Kickstart: The Nanny wants to clean up TV | Plastics News

2022-05-14 12:08:41 By : Ms. leah wang

It's not every day that Plastics News gets to quote a celebrity about plastic waste in the environment. It's not that celebrities don't like to talk about plastics and pollution. They do. A lot. Often while touting their own brands or speaking about a sponsor's brands.

Some do more than just talk. Harry Styles, for instance, uses his contract to enforce better recycling and fewer single-use plastics during his tours.

In 2019, the actor Ted Danson shared a table with Plastics Industry Association CEO Tony Radoszewski during a congressional hearing to talk about the environmental impact of plastics. (Danson is vice chair for environmental group Oceana.)

And now Fran Drescher, whose resume includes the sitcom The Nanny, is taking on plastics as part of her role as the new president of the Screen Actors Guild to support an effort by the Plastic Pollution Coalition to "Flip the Script on Plastics."

The effort, supported by Drescher and other actors during a webinar, Assistant Managing Editor Steve Toloken writes, wants to see more TV shows and movies normalizing the use of reusable containers and eliminate or reduce the use of single-use plastics on screen.

A study in November from the PPC looked at how single-use plastics were portrayed across 51 hours of programming on 32 popular TV shows in 2019 and 2020. It found an average of 28 single-use plastic items showed up in each episode, but only 7 percent of the items were disposed of properly on screen.

The Pope has gone on the record: Throwing plastic in the ocean is bad.

In a wide-ranging interview with Italian television on Feb. 6, Pope Francis took on plastic pollution along with excessive spending on armaments, defending the rights of migrants and "ideological rigidity" from conservative Catholics, Reuters reports.

Francis has made past statements condemning waste, saying that people must take action in "looking after creation."
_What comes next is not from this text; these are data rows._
PR #2334, opened 2023-01-31
Improve performance when applying filter over a large dataset

zhyuhan:
### Description

When trying to apply a quick filter through the filter text field, each change in the input value will cause a render of the `Grading` component, since the change will update the `filterValue` field in the state.

Since all calls to `gridApi.setQuickFilter` are from the input field itself, there is actually no need to keep `filterValue` in the component state, and the filter text can be passed from `event.target.value` directly.

This improves performance greatly, especially when the set of grading data is very large (often the case for lecturers).

### DIFF
--- a/src/pages/academy/grading/Grading.tsx
+++ b/src/pages/academy/grading/Grading.tsx
@@ -388,7 +388,6 @@ class Grading extends React.Component<GradingProps, State> {
   };
 
   private applyFilter = (filter: string) => {
-    console.log(filter);
     this.gridApi?.setQuickFilter(filter);
   };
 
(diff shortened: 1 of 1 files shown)


src/pages/academy/grading/Grading.tsx
```diff
@@ -398,6 +387,11 @@ class Grading extends React.Component<GradingProps, State> {
     }
   };
 
+  private applyFilter = (filter: string) => {
+    console.log(filter);
```
shenyih0ng, line 391: nit: remove console log

shenyih0ng (changes requested):
Thanks for this, the rest looks good!

Tested it on locally and it works well

src/pages/academy/grading/Grading.tsx
shenyih0ng, line 391:
```suggestion

```

shenyih0ng (approved):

In the interview, Reuters reported, Italian fishermen came to him to discuss how much plastic trash they found in the Adriatic Sea. They later told him they found even more, but they also took action to clean some of it up.

"Throwing plastic into the sea is criminal. It kills biodiversity, it kills the earth, it kills everything," he said.

Faurecia CEO Patrick Koller. The company is changing its corporate name to Forvia.

Soon after French auto supplier Faurecia SA opened a major interiors injection molding parts plant in the Detroit suburbs about 10 years ago or more, a top executive sat down with the media to talk about the company's growing plans for North America.

One of the first questions: How do you pronounce the company name?

There were typically two schools of thought — four-CEE-ah and four-EEE-see-ah — along with the occasional four-ESS-cia. "As long as companies buy our products, we don't care," the executive said.

Now the company, itself created through the merger of two suppliers — Faure and ECIA — has picked a new corporate identity to represent its acquisition of lighting supplier Hella: Forvia. (The Faurecia and Hella names will live on as divisions of Forvia.)

Will automakers remember the new name when it's time to award future contracts? As that executive might say: "As long as they buy our products, we don't care."